§ **What the task requires**
Your answer needs to include each line of the records in which the string "Multiply" can be found.

[Source data]

————

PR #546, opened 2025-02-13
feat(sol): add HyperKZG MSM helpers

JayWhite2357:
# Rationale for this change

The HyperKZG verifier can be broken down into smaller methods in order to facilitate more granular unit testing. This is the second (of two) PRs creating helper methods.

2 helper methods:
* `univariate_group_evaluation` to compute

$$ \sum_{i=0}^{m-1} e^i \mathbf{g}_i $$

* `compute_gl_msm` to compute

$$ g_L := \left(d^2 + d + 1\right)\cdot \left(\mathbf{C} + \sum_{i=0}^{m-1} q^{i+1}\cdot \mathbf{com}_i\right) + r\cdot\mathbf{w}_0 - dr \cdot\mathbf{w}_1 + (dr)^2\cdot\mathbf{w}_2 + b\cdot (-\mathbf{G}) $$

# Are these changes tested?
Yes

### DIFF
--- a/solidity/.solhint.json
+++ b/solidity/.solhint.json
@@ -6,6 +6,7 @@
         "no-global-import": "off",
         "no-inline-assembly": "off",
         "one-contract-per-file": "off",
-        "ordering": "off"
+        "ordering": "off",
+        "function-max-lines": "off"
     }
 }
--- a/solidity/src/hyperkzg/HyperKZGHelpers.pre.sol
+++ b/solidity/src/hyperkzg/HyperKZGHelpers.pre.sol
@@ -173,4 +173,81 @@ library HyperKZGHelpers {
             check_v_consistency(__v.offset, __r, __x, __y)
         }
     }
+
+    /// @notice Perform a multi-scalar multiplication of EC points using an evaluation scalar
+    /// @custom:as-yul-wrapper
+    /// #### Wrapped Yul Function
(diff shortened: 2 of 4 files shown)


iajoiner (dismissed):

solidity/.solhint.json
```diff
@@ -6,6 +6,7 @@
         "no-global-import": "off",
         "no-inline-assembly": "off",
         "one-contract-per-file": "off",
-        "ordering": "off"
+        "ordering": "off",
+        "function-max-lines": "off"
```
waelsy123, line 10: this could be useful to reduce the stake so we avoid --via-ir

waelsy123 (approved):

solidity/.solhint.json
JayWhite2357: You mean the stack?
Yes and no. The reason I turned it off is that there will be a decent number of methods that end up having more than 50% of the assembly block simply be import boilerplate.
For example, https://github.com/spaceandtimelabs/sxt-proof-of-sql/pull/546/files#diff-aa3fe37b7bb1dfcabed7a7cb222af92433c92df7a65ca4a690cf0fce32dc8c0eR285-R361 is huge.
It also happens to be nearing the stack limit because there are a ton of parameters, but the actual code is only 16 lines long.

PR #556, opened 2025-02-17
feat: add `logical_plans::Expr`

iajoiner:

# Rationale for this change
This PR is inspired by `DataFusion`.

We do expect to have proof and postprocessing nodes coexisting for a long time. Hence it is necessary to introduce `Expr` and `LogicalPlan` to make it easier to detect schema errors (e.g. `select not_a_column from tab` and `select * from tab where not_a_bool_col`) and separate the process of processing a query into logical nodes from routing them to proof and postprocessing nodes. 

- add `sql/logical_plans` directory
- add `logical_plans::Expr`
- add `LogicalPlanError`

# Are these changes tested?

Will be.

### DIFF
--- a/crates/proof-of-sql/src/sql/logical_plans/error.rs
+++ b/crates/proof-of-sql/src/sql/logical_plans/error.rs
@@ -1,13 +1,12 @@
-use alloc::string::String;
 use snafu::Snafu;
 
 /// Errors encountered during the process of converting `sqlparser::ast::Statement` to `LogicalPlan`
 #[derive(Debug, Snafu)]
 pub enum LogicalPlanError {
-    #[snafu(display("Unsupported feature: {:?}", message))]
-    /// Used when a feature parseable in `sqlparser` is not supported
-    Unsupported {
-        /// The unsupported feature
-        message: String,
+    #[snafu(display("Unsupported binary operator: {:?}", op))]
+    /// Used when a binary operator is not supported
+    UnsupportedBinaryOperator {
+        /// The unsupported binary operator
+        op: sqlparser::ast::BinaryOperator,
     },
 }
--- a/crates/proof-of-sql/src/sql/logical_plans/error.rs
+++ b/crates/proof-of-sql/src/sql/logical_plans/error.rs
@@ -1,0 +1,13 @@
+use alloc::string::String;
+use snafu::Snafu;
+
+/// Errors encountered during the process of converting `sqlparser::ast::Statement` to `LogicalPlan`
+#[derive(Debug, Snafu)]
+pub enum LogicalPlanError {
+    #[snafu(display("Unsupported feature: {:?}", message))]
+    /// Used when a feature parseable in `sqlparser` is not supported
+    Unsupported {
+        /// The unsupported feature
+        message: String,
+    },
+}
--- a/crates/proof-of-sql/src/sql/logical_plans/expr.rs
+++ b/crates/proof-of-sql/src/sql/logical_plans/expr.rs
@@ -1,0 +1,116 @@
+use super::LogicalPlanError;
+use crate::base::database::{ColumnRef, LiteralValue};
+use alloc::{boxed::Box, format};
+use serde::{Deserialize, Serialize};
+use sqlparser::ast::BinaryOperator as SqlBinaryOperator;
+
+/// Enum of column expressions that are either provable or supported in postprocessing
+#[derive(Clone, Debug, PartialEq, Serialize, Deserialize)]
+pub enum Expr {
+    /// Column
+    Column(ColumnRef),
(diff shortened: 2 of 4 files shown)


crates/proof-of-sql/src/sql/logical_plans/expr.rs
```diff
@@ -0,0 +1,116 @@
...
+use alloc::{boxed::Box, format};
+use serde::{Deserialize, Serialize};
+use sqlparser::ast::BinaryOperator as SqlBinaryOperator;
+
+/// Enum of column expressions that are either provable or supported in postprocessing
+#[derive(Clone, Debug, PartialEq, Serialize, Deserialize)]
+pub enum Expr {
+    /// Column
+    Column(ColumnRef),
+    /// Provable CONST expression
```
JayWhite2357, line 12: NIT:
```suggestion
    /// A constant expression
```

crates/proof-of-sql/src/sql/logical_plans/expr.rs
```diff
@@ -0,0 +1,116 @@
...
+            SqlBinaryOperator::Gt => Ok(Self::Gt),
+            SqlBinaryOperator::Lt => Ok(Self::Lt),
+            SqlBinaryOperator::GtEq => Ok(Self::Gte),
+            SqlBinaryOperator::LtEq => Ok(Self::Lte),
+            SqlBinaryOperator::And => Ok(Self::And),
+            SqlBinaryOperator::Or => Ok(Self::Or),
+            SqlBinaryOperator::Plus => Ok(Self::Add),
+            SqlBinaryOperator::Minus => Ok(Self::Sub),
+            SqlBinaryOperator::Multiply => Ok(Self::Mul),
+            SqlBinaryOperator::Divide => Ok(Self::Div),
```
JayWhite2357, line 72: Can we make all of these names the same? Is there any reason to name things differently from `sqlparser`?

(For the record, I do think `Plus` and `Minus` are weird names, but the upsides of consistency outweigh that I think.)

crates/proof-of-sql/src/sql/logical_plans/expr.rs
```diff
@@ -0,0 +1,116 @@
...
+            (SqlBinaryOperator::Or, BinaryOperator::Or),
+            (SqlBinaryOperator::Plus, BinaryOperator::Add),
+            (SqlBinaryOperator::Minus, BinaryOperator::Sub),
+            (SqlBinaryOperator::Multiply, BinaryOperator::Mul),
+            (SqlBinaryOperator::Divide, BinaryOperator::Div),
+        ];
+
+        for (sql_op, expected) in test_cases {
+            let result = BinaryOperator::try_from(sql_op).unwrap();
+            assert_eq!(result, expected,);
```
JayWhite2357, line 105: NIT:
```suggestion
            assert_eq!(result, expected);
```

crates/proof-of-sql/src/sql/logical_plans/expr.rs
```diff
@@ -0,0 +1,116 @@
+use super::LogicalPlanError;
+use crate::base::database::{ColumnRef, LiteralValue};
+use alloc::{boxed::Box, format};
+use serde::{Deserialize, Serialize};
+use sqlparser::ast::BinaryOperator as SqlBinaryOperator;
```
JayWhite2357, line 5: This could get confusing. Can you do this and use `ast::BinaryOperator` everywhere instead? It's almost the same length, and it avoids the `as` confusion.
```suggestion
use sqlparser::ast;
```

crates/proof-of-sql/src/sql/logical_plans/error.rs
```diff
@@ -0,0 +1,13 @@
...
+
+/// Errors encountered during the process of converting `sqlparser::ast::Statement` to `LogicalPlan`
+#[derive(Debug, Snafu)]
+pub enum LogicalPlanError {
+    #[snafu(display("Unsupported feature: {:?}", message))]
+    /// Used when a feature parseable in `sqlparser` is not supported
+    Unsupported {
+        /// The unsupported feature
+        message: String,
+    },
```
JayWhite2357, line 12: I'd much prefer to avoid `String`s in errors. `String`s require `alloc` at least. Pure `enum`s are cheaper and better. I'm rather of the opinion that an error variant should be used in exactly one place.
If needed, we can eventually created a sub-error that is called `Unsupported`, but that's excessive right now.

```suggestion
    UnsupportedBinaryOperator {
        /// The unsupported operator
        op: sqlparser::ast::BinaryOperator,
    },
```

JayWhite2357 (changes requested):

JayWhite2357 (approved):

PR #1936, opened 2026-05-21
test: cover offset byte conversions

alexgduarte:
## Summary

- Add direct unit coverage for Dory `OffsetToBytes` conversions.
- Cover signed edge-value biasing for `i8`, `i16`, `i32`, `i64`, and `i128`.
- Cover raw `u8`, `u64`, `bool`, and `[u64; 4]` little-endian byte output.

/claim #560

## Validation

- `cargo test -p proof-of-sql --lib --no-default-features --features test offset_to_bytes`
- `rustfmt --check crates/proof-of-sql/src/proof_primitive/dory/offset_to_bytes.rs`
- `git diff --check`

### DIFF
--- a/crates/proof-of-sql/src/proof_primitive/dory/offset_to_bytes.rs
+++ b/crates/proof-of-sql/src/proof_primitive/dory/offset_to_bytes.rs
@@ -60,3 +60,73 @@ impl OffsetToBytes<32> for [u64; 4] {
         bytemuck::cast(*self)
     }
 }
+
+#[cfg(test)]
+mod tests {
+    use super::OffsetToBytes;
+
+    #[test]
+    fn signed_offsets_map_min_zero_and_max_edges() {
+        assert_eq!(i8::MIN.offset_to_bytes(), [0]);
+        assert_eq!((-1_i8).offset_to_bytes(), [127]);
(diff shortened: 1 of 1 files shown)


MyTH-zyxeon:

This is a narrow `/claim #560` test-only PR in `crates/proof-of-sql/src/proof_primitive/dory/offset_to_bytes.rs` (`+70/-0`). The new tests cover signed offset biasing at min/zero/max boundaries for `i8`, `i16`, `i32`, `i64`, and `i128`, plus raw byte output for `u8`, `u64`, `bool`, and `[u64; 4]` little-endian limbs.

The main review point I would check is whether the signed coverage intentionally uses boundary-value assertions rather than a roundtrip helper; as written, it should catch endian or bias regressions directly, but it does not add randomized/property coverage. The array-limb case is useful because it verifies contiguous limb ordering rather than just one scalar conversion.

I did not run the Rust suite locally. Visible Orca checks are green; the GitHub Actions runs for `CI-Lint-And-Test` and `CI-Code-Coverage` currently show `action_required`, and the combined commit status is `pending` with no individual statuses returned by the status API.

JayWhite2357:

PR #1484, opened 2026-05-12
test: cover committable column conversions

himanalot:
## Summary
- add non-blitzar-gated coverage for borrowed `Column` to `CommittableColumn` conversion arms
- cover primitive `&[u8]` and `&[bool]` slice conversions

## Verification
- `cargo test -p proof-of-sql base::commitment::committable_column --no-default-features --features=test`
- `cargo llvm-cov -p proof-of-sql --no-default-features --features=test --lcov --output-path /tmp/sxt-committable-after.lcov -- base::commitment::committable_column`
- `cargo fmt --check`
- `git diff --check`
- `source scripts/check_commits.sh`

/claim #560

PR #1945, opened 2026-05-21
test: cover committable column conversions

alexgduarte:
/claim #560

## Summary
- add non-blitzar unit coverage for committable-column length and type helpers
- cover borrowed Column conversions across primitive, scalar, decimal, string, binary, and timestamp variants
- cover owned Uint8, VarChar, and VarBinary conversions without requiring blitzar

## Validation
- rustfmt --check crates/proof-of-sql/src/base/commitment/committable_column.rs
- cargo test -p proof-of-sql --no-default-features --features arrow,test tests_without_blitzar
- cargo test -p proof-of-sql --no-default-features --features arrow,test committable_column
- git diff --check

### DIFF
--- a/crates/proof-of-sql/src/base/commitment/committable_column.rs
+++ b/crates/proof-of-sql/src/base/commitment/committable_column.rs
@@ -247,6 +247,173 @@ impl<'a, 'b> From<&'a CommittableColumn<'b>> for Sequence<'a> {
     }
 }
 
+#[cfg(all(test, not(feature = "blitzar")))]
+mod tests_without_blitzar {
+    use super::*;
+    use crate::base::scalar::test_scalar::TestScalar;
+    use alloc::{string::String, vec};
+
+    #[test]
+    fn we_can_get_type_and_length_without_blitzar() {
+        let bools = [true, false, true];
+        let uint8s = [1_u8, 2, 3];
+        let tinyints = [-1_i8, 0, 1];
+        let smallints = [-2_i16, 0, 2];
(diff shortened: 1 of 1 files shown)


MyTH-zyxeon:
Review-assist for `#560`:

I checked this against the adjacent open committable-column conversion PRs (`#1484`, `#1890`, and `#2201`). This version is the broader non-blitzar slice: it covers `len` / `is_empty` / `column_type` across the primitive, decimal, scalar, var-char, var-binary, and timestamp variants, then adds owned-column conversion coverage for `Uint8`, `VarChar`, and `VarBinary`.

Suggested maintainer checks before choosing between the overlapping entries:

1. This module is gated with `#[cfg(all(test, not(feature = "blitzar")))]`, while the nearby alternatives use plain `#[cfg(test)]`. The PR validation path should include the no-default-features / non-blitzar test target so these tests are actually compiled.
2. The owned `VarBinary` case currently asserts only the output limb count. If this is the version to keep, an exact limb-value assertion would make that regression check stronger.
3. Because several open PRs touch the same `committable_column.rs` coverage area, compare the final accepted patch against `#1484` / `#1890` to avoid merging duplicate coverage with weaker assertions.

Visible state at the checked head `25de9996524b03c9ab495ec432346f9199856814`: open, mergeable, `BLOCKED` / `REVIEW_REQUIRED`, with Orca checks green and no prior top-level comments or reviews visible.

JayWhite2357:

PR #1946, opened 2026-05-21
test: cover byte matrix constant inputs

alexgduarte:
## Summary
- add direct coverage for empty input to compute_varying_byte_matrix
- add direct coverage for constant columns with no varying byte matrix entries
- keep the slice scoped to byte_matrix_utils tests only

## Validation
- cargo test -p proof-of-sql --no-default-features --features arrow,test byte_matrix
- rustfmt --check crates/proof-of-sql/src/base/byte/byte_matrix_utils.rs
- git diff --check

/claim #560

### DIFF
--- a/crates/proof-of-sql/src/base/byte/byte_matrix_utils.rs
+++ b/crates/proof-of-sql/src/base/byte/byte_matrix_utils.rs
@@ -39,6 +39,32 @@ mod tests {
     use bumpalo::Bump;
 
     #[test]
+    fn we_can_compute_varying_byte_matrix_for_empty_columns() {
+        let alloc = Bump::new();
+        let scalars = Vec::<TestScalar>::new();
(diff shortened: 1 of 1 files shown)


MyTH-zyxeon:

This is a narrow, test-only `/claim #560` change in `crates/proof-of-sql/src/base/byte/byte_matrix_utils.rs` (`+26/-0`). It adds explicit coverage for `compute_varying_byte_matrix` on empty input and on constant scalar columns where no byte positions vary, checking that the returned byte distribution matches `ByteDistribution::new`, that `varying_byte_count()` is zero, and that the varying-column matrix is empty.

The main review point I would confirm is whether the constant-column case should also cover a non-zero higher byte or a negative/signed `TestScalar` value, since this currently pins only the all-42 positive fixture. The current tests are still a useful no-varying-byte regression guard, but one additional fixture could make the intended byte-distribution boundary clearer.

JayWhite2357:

————

§ **Your response**
+            SqlBinaryOperator::Multiply => Ok(Self::Mul),
+            (SqlBinaryOperator::Multiply, BinaryOperator::Mul),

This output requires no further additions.